As if she was not busy enough, Nancy serves as the co-chair on the facility's Celebration Committee. As Co-Chair, Nancy helps set the agenda and conduct meetings, recruits members, and prepares management budgets. Nancy, along with her co-chair Michelle Garson, organized and hosted the Nursing Grand Rounds Celebration Kick Off presentation in March. This event is part of the facility's annual celebration for National Certified Nurses Day on March 19. In addition to hosting the event, Nancy made sure all certified nurses were included in the celebration and worked tirelessly to assemble gifts for each of those 734 nurses.
Nancy's has worked in many specialties, including pediatric medical oncology, neonatal, pediatric, and adult ICU. She’s also served in the emergency room, long term care facilities, as a medevac nurse, family practice office nurse, and most recently in the OR at Queens Medical Center. These ever-changing opportunities have kept her motivated and excited for many years. Not only has she changed specialties, but through nursing she has also had the opportunity to work in places such as Iqaluit in Canada’s Eastern Arctic, Whitehorse in the Yukon Territory, and now in Honolulu, Hawaii. Whether she is at a patient’s bedside, in an office, ambulance, airplane, helicopter, or a patient’s home, she knows there is always someone in need who can benefit from the care of a nurse. This simple fact has kept her going. Nancy believes nurses should never quit being a nurse; if nurses do not find joy in their current specialty, she encourages them to explore other specialties.

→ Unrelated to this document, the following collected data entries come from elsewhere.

PR #7116, opened 2023-06-13
fix(PackageCurationData): Preserve the operator when applying curations

MarcelBochtler:
When applying a curation to a package using a `SpdxCompoundExpression` the operator should not be overridden with the default `AND`. This fixes an issue that license choices were not taken into account when using the Downloader to download an archive for specified license categories.


MarcelBochtler:
I don't think that this change can be done on the basis of the `ProcessDeclaredLicense.spdxExpression` which states that it is `null` if no license was mapped.
Closing this PR for now.

PR #7117, opened 2023-06-13
Minor SPDX `calculatePackageVerificationCode()` improvements

sschuberth:


utils/spdx/src/main/kotlin/Utils.kt
```diff
@@ -91,6 +91,8 @@ fun calculatePackageVerificationCode(files: Sequence<File>, excludes: Sequence<S
 @JvmName("calculatePackageVerificationCodeForDirectory")
 fun calculatePackageVerificationCode(directory: File): String {
     val allFiles = directory.walk().onEnter { !it.isSymbolicLink() }.filter { !it.isSymbolicLink() && it.isFile }
+
+    // Filter twice as "partition" does not return sequences.
```
fviernau, line 97: My initial reaction about this comment was to try to find the line of code which uses partition.
So, I believe the comment can be confusing. How about saying something like "Filter twice instead of using partition to operate on sequances."?

fviernau (changes requested):

fviernau (approved):

PR #7421, opened 2023-08-26
docs(ScanResultUtils): Improve docs for `mergeAdditionalData()`

sschuberth:
In particular, fix the reference and do not document the special case code that was removed during PR review.

### DIFF
--- a/model/src/main/kotlin/utils/ScanResultUtils.kt
+++ b/model/src/main/kotlin/utils/ScanResultUtils.kt
@@ -75,9 +75,8 @@ fun mergeScanResultsByScanner(
 }
 
 /**
- * Merge together a list of [AdditionalData]. If there is only one of them, it is left untouched. If there are more than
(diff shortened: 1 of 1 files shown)


nnobelis (approved):

model/src/main/kotlin/utils/ScanResultUtils.kt
```diff
@@ -75,9 +75,8 @@ fun mergeScanResultsByScanner(
 }
 
 /**
- * Merge together a list of [AdditionalData]. If there is only one of them, it is left untouched. If there are more than
- * one, the collection of key pairs are each replaced by a single key pair: the key has the same name. The values are
- * concatenated as CSV.
+ * Merge together a list of [ScanResult.additionalData] by keeping all keys and concatenating values to a string
```
fviernau, line 78: Maybe, while at it, "together" could be dropped?

fviernau (dismissed):

PR #7427, opened 2023-08-29
Improve resolution tests

mnonnenmacher:

### DIFF
--- a/model/src/test/kotlin/config/IssueResolutionTest.kt
+++ b/model/src/test/kotlin/config/IssueResolutionTest.kt
@@ -1,0 +1,68 @@
+/*
+ * Copyright (C) 2023 The ORT Project Authors (see <https://github.com/oss-review-toolkit/ort/blob/main/NOTICE>)
+ *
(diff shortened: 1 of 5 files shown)


model/src/test/kotlin/config/IssueResolutionTest.kt
```diff
@@ -0,0 +1,68 @@
...
+})
+
+private fun resolution(message: String) = IssueResolution(
+    message = message,
+    reason = IssueResolutionReason.CANT_FIX_ISSUE,
+    comment = ""
+)
+
+private fun issue(message: String) =
+    Issue(
```
sschuberth, line 64: Nit: Formatting is inconsistent compared to line 57 above.

sschuberth (approved):

model/src/test/kotlin/config/IssueResolutionTest.kt
mnonnenmacher: As discussed I will merge this PR as is and make a separate PR which will enable a detekt rule to ensure consistent function signature formatting.

PR #7429, opened 2023-08-30
style(detekt): Enable the "FunctionSignature" rule

mnonnenmacher:
Enable the "FunctionSignature" rule [1] [2] to ensure consistent formatting of function signatures. Set the
`functionBodyExpressionWrapping` property to `multiline` to align with the Kotlin style guide which recommends to put a linebreak after the `=` sign if an expression body does not fit in a single line [3].

[1]: https://detekt.dev/docs/rules/formatting#functionsignature
[2]: https://pinterest.github.io/ktlint/0.50.0/rules/experimental/#function-signature
[3]: https://kotlinlang.org/docs/coding-conventions.html#expression-bodies

### DIFF
--- a/.detekt.yml
+++ b/.detekt.yml
@@ -38,8 +38,6 @@ formatting:
     functionBodyExpressionWrapping: multiline
   ImportOrdering:
     active: false
-  Indentation:
-    active: false
   MaximumLineLength:
     active: false
   NoUnusedImports:
--- a/advisor/src/main/kotlin/advisors/GitHubDefects.kt
+++ b/advisor/src/main/kotlin/advisors/GitHubDefects.kt
@@ -167,7 +167,7 @@ class GitHubDefects(name: String, config: GitHubDefectsConfiguration) : AdvicePr
                 ortIssues += createAndLogIssue(
                     providerName,
                     "Failed to load information about $itemType for package '${pkg.original.id.toCoordinates()}': " +
-                            exception.collectMessages(),
+                        exception.collectMessages(),
                     Severity.ERROR
                 )
             }.getOrNull().orEmpty()
@@ -231,9 +231,9 @@ class GitHubDefects(name: String, config: GitHubDefectsConfiguration) : AdvicePr
      */
     private fun List<GitHubIssue>.applyLabelFilters(): List<GitHubIssue> =
         filter { issue ->
-        val labels = issue.labels()
-        labelFilters.find { it.matches(labels) }?.including ?: false
-    }
+            val labels = issue.labels()
+            labelFilters.find { it.matches(labels) }?.including ?: false
+        }
 }
 
 /**
--- a/analyzer/src/main/kotlin/AnalyzerResultBuilder.kt
+++ b/analyzer/src/main/kotlin/AnalyzerResultBuilder.kt
@@ -48,7 +48,7 @@ class AnalyzerResultBuilder {
         val duplicates = (projects.map { it.toPackage() } + packages).getDuplicates { it.id }
         require(duplicates.isEmpty()) {
             "Unable to create the AnalyzerResult as it contains packages and projects with the same ids: " +
-                    duplicates.values
+                duplicates.values
         }
 
         return AnalyzerResult(projects, packages, issues, dependencyGraphs)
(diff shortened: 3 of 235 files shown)


analyzer/src/main/kotlin/AnalyzerResultBuilder.kt
```diff
@@ -93,15 +94,17 @@ class AnalyzerResultBuilder {
      * Add the given [packageSet] to this builder. This function can be used for packages that have been obtained
      * independently of a [ProjectAnalyzerResult].
      */
-    fun addPackages(packageSet: Set<Package>) = apply {
+    fun addPackages(packageSet: Set<Package>) =
+        apply {
```
sschuberth, line 98: I'm also wondering why this did not become a one-liner. Looks like the auto-formatting is pretty much broken...

advisor/src/main/kotlin/advisors/GitHubDefects.kt
```diff
@@ -229,7 +229,8 @@ class GitHubDefects(name: String, config: GitHubDefectsConfiguration) : AdvicePr
     /**
      * Return a filtered list of [Issue]s according to the label filters defined in the configuration.
      */
-    private fun List<GitHubIssue>.applyLabelFilters(): List<GitHubIssue> = filter { issue ->
+    private fun List<GitHubIssue>.applyLabelFilters(): List<GitHubIssue> =
+        filter { issue ->
```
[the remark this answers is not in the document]
mnonnenmacher: I have added another commit that enables the "Indentation" rule because I found it annoying that we did not have a proper check for that.

analyzer/src/main/kotlin/AnalyzerResultBuilder.kt
mnonnenmacher: It seems that code blocks are not collapsed automatically (I also could not find a rule for that), but apart from that the other auto-formatting looks good to me.

.detekt.yml
```diff
@@ -33,6 +33,9 @@ formatting:
     active: false
   FinalNewline:
     active: false
+  FunctionSignature:
```
sschuberth, line 36: > Note that this commit introduces some indentation issues which will be fixed in the following commit.

To a reviewer it might be unclear why theses issues were introduced in the first place. The missing link is that the reformatting was automatically done by `ktlint`, which introduced some temporary side effects. So, maybe mention the command that was run to apply the reformatting as part of the commit message?

downloader/src/main/kotlin/VcsHost.kt
```diff
@@ -338,7 +338,8 @@ enum class VcsHost(
             val unknownVcsInfo = VcsInfo.EMPTY.copy(url = projectUrl)
             val projectUri = projectUrl.toUri().getOrElse { return unknownVcsInfo }
 
-            fun URI.isTfsGitUrl() = path != null && host != null &&
+            fun URI.isTfsGitUrl() =
+                path != null && host != null &&
```
sschuberth, line 342: This line and the line below would now actually fit in one line. And shouldn't they according to the rules?

scanner/src/funTest/kotlin/scanners/ScannerIntegrationFunTest.kt
```diff
@@ -147,8 +147,7 @@ private fun createAnalyzerResult(vararg packages: Package): OrtResult {
     return OrtResult.EMPTY.copy(analyzer = analyzerRun)
 }
 
-private fun createId(name: String): Identifier =
-    Identifier("Dummy::$name:1.0.0")
+private fun createId(name: String): Identifier = Identifier("Dummy::$name:1.0.0")
```
sschuberth, line 150: Nit: While at it, should we introduce an empty line after this function?

downloader/src/main/kotlin/VcsHost.kt
mnonnenmacher: The rule does not touch existing line breaks within the function body, it only checks if the first line of the function body would fit on the same line as the signature. I have manually fixed it here.

mnonnenmacher:
Merged despite the failing `funTest-docker` which currently fails with a Node.js installation issue. Functional tests for previous iterations of the PR were successful.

People often ask nurses how difficult it is to take care of sick people all the time, usually posing the question "Isn’t it depressing?" Nancy knows there is always going to be sick people regardless whether they are being cared for or not. Nancy knows this and believes she can make a difference to those in need. Even with terminally ill patients, Nancy finds it rewarding to know she can help them enjoy today and live with dignity. While she enjoys the technical side of the profession, Nancy is driven by the caring aspect of being a nurse. She remembers one curmudgeonly man whose entire outlook on life was brightened every time the nurses would sing “You are my sunshine, my only sunshine…” Twenty years later, she still smiles when thinking of this special moment, and the fact that they could make his day a little brighter just by taking the time to sing a little song with him. Nancy emphasizes, "I can’t cure them but I certainly can care for them."